--- Provided material Enclosed Below ---

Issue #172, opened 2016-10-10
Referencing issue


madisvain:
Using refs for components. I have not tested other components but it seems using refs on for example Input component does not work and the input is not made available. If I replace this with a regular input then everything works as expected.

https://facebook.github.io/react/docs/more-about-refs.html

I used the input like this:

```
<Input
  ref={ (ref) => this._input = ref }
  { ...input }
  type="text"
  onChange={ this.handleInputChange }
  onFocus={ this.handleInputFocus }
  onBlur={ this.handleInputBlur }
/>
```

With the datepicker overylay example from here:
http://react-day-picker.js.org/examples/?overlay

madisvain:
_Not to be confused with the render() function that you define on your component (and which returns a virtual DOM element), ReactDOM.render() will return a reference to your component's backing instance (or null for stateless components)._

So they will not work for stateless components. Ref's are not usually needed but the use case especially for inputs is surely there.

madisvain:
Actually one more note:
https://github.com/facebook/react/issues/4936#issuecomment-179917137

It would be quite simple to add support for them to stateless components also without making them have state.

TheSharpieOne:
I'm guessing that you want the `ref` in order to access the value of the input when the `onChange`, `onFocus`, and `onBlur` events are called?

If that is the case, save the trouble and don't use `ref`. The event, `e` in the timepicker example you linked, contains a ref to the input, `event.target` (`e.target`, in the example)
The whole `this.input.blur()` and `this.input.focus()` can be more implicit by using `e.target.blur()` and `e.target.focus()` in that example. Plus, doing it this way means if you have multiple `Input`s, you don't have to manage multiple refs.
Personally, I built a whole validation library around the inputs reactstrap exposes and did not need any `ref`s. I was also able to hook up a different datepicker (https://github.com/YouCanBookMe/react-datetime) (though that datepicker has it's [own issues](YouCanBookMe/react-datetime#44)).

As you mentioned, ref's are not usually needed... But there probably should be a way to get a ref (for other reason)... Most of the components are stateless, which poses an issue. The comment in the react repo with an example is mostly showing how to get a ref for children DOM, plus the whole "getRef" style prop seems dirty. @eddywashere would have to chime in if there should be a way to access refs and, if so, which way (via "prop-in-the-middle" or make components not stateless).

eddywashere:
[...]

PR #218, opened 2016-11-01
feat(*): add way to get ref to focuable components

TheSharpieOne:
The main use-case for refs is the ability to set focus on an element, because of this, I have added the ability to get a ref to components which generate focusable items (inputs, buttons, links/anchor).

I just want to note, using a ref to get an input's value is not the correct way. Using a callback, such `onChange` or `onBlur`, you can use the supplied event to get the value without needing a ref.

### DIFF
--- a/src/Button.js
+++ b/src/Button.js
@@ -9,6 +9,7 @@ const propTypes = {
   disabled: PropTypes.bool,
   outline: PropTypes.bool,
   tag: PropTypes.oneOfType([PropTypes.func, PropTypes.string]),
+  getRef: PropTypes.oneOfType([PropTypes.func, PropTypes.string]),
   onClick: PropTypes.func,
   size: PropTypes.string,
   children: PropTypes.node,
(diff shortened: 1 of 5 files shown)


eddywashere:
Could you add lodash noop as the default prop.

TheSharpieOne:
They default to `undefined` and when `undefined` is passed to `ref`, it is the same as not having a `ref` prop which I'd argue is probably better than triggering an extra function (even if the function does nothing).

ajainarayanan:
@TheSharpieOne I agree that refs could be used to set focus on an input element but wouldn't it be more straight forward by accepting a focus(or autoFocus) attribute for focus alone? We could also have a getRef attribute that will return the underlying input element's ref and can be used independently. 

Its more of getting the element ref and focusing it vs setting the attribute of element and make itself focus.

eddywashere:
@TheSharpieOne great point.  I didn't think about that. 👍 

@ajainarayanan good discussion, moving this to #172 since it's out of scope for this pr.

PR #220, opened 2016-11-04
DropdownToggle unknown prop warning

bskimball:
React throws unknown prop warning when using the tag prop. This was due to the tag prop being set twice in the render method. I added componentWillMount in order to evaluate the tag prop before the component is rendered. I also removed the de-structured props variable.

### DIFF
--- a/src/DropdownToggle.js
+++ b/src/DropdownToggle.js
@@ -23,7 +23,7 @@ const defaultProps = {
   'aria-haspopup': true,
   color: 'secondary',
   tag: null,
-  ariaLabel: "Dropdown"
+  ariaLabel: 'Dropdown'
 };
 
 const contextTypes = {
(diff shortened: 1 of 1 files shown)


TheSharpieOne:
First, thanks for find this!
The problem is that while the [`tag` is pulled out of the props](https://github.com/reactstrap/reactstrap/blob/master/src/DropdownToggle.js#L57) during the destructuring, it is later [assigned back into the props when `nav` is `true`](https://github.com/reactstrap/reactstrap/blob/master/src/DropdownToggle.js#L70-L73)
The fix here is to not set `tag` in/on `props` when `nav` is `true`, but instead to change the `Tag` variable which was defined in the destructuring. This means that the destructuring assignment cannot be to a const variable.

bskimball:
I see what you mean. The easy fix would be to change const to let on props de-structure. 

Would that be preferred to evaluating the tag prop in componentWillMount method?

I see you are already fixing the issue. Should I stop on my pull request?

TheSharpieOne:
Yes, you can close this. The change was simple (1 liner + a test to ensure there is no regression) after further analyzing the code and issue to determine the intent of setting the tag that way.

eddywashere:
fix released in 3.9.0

--- End of Enclosed Provided material ---
--- Provided material Enclosed Below ---

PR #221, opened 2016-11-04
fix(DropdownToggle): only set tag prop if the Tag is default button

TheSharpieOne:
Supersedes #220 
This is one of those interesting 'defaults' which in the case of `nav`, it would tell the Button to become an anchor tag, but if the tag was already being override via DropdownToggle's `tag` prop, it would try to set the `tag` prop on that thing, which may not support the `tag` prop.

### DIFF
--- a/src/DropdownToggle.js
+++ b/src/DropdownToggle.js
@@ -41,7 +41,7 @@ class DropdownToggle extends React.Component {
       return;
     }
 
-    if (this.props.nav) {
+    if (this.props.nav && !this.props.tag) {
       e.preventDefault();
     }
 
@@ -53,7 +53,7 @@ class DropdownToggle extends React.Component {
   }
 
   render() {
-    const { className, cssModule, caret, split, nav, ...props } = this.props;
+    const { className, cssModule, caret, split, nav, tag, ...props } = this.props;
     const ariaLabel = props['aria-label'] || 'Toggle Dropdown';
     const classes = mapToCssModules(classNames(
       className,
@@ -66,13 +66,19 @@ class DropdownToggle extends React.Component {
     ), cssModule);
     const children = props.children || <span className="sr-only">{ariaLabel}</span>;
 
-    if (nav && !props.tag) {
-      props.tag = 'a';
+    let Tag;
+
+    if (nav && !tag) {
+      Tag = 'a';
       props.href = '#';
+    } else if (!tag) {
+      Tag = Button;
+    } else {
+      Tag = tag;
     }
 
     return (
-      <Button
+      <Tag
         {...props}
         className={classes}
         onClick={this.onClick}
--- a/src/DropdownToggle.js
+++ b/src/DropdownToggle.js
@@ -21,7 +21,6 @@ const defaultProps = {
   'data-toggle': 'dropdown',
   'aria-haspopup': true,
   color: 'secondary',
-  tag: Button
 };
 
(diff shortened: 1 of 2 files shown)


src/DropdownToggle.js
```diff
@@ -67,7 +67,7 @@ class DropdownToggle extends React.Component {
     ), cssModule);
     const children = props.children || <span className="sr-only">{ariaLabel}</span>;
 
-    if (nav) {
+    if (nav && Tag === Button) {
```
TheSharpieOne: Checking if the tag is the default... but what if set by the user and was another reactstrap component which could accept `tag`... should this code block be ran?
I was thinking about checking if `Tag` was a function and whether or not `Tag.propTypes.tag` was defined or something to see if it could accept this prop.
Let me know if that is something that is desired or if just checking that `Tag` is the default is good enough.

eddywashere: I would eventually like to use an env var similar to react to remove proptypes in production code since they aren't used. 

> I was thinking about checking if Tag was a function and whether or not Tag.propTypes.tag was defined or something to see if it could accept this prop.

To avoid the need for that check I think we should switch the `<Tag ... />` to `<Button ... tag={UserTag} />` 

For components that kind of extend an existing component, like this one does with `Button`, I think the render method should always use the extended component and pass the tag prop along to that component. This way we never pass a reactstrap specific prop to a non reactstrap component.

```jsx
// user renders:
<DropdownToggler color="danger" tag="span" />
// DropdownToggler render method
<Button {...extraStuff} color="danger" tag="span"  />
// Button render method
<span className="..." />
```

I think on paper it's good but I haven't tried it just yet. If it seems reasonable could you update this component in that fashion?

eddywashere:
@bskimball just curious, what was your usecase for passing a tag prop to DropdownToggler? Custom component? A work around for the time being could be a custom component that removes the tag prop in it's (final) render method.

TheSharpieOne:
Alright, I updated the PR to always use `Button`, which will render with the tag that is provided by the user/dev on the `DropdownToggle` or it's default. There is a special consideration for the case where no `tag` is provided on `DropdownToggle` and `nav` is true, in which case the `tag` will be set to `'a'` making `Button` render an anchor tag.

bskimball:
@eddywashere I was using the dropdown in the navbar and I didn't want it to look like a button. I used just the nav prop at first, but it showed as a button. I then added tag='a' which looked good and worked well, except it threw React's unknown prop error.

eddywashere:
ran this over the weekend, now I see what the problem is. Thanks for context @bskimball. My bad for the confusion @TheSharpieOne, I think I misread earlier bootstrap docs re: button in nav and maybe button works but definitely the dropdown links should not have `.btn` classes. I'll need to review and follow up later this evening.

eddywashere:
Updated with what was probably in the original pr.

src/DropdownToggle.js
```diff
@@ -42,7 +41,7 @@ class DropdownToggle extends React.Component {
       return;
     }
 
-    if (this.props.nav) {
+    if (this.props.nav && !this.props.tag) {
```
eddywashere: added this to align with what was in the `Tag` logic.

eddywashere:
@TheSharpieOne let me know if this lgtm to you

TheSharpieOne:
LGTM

--- End of Enclosed Provided material ---
--- Provided material Enclosed Below ---

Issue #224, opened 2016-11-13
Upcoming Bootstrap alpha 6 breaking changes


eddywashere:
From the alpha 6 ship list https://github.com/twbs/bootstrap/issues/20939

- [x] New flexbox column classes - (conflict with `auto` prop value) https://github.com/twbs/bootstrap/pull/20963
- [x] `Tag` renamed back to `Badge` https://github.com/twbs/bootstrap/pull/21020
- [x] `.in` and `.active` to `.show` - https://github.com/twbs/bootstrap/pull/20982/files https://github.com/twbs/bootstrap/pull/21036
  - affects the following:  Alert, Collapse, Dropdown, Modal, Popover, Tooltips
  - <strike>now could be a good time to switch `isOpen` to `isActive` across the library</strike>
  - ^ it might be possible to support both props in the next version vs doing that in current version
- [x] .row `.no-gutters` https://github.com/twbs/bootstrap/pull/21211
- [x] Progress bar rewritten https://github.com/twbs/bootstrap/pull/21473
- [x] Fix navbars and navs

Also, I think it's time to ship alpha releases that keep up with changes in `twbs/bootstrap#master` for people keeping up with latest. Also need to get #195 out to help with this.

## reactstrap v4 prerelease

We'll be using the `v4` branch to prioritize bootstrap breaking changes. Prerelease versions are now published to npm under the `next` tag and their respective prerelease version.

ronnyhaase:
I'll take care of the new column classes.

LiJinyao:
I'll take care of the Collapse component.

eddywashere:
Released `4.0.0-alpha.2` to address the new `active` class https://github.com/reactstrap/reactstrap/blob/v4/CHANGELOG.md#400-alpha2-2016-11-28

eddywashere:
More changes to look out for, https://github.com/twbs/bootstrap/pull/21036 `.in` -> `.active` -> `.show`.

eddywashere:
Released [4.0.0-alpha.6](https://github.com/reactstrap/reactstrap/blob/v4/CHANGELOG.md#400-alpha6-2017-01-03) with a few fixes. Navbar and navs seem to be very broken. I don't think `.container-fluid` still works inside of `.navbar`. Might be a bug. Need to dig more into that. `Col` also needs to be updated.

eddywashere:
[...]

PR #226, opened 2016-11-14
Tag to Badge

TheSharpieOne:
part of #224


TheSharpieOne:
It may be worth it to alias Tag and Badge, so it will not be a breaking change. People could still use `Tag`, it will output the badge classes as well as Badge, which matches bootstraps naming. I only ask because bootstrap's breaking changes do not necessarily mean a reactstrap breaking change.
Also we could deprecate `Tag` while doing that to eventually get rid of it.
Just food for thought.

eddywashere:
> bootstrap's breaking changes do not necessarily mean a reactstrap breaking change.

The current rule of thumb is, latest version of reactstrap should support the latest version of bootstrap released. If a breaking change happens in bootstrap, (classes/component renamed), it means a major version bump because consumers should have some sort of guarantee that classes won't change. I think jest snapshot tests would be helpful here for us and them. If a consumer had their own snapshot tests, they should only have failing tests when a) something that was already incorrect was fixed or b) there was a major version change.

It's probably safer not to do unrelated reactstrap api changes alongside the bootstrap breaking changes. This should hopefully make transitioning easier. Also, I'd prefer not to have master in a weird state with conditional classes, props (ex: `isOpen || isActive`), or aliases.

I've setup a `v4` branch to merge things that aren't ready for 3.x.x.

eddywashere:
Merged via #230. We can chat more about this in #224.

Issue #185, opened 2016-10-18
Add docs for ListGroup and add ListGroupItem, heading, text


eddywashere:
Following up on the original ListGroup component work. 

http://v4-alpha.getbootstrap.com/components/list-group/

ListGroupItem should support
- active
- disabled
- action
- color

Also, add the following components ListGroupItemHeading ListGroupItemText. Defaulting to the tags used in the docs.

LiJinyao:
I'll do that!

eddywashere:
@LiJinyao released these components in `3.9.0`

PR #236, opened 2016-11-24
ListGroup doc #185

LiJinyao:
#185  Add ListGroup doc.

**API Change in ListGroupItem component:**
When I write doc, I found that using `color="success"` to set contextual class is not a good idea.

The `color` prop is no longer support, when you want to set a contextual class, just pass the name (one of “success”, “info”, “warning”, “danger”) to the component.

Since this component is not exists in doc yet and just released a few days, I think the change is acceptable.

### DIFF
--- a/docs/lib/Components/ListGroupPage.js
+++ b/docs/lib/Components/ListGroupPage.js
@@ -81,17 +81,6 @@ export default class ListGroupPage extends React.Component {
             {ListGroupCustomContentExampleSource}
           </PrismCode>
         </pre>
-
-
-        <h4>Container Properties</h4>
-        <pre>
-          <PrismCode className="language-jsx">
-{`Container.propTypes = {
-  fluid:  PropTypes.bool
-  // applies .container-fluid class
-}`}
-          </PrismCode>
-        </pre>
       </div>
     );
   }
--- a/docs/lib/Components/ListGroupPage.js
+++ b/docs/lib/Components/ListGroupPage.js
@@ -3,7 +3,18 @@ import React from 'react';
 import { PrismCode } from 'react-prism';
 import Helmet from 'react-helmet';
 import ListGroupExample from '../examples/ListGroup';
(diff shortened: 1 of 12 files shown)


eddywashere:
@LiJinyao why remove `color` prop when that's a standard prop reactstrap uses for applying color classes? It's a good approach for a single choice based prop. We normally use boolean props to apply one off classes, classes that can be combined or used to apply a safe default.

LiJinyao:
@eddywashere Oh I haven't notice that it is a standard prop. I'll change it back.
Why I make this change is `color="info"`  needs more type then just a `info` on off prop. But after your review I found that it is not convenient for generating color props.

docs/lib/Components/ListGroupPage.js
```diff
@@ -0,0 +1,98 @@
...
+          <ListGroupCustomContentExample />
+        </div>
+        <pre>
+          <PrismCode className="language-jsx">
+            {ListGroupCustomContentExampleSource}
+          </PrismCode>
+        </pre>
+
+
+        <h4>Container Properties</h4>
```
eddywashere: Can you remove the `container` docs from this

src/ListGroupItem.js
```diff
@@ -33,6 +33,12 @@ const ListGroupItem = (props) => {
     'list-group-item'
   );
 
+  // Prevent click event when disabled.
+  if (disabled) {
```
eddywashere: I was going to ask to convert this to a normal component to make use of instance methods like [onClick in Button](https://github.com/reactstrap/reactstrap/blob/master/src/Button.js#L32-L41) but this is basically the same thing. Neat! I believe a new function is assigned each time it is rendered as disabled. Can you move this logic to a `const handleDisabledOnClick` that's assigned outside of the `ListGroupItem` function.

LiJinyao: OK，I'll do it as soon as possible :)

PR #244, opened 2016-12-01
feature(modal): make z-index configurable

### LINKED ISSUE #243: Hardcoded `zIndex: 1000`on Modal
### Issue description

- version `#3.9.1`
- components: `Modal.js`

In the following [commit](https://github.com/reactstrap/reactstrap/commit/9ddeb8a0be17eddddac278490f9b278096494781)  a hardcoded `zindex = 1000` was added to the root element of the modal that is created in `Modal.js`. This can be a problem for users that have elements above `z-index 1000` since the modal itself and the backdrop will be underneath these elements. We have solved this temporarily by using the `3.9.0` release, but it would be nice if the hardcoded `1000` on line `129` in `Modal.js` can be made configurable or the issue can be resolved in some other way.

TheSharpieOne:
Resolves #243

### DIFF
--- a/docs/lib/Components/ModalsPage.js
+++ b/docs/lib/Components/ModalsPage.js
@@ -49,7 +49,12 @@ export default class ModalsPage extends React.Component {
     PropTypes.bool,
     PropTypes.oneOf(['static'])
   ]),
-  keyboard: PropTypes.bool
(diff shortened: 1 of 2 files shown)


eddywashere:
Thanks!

--- End of Enclosed Provided material ---

All lines above holding the word "needs" make up the answer; copy each one.

Released [4.0.0-alpha.6](https://github.com/reactstrap/reactstrap/blob/v4/CHANGELOG.md#400-alpha6-2017-01-03) with a few fixes. Navbar and navs seem to be very broken. I don't think `.container-fluid` still works inside of `.navbar`. Might be a bug. Need to dig more into that. `Col` also needs to be updated.
Why I make this change is `color="info"`  needs more type then just a `info` on off prop. But after your review I found that it is not convenient for generating color props.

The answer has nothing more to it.